On Wed, 2020-03-25 at 12:42 -0700, Andres Freund wrote:
> As mention on im/call: I think this is mainly an argument for
> combining
> the group tuple & per-group state allocations. I'm kind of fine with
> afterwards taking the allocator overhead into account.
The overhead comes from two places: (a) the chunk header; and (b) the
round-up-to-nearest-power-of-two behavior.

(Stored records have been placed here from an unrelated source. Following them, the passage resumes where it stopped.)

PR #1346, opened 2023-03-08
bump snakeyaml to address CVE-2022-38751

yogsototh:
Bump snakeyaml version to fix a security issue.

See [this conversation](url) to confirm we are not vulnerable to CVE-2022-1471.

The only place that CTIA might parse yaml is during trapperkeeper's [bootstrap](https://github.com/puppetlabs/trapperkeeper/blob/5ac89448d149838f19649856b17178c7d943d1da/src/puppetlabs/trapperkeeper/config.clj#L61). But we don't use yaml configs and we'd always trust our own configuration anyway.

### DIFF
--- a/dependabot/dependency-tree.txt
+++ b/dependabot/dependency-tree.txt
@@ -27,8 +27,6 @@ ctia:ctia:jar:1.1.1-SNAPSHOT
 |  +- clj-commons:fs:jar:1.6.307:compile
 |  |  +- org.apache.commons:commons-compress:jar:1.20:compile
 |  |  \- org.tukaani:xz:jar:1.8:compile
-|  +- clj-commons:clj-yaml:jar:0.7.2:compile
-|  |  \- org.flatland:ordered:jar:1.5.9:compile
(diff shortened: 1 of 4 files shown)


msprunck (approved):
LGTM!

ereteog (approved):

frenchy64:
I think we need 2.0, right? https://github.com/advthreat/iroh/security/dependabot/31

frenchy64:
As long as we don't use snakeyaml directly, apparently clj-yaml is immune to this CVE by default. I think we just need to check if we use clj-yaml safely. TK also uses it. https://github.com/clj-commons/clj-yaml/pull/83

frenchy64:
Actually, there are 2 vulns:
- https://nvd.nist.gov/vuln/detail/CVE-2022-38751 fixed in 1.31
- https://nvd.nist.gov/vuln/detail/CVE-2022-1471 fixed in 2.0

We might not need the latter due to clj-yaml, but I think 1.33 is a good version to fix the former.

Combining the group tuple and per-group states only saves the overhead
from (a); it does nothing to help (b), which is often bigger. And it
only saves that overhead when there *is* a per-group state (i.e. not
for a DISTINCT query).
> I still don't buy that its useful to estimate the by-ref transition
> value overhead. We just don't have anything even have close enough to
> a
> meaningful value to base this on.
By-ref transition values aren't a primary motivation for me. I'm fine
leaving that discussion separate if that's a sticking point. But if we
do have a way to measure chunk overhead, I don't really see a reason
not to use it for by-ref as well.
> -1 to [AllocSet-specific] approach. I think it's architecturally the
> wrong direction to
> add more direct calls to functions within specific contexts.
OK.
> Yea, the "context needs to exist" part sucks. I really don't want to
> add
> calls directly into AllocSet from more places though. And just
> ignoring
> the parameters to the context seems wrong too.
So do you generally favor the EstimateMemoryChunkSpace() patch (that
works for all context types)? Or do you have another suggestion? Or do
you think we should just do nothing?